#### WHAT THE TASK ASKS:
Check every line below, and copy those that include "showing".

[Collected data]

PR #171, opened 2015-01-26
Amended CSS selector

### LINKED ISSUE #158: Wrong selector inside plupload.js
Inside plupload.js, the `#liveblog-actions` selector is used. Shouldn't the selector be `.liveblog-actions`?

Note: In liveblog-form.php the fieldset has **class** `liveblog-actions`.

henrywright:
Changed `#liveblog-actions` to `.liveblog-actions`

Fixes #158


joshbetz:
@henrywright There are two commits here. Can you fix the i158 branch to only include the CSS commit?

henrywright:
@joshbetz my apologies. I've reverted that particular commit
...
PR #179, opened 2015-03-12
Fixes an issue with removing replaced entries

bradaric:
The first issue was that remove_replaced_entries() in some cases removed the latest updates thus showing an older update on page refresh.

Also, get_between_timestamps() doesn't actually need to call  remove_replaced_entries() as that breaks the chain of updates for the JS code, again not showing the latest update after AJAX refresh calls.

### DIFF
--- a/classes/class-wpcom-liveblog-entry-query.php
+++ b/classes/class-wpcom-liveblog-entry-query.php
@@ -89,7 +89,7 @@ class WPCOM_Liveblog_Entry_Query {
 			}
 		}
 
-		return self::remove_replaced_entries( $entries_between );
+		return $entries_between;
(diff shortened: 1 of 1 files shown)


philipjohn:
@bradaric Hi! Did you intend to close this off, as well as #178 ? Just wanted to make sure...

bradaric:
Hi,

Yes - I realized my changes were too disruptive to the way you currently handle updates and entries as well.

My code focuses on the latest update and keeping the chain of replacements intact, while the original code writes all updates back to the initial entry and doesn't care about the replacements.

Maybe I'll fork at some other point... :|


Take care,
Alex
* * *
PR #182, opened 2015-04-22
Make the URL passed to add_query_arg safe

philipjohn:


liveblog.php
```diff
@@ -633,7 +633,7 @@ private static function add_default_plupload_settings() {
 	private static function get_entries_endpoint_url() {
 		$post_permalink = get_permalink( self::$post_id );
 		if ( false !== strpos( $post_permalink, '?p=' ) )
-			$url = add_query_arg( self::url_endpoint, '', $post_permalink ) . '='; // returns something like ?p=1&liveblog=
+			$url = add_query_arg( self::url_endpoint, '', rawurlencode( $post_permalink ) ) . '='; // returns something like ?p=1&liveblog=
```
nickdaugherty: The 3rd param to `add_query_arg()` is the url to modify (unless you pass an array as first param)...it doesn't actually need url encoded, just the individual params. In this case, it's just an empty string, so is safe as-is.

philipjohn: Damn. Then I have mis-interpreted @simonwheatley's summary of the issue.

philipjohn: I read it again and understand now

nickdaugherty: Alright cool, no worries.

#### SOLVED PROBLEM:
The first issue was that remove_replaced_entries() in some cases removed the latest updates thus showing an older update on page refresh.
Also, get_between_timestamps() doesn't actually need to call  remove_replaced_entries() as that breaks the chain of updates for the JS code, again not showing the latest update after AJAX refresh calls.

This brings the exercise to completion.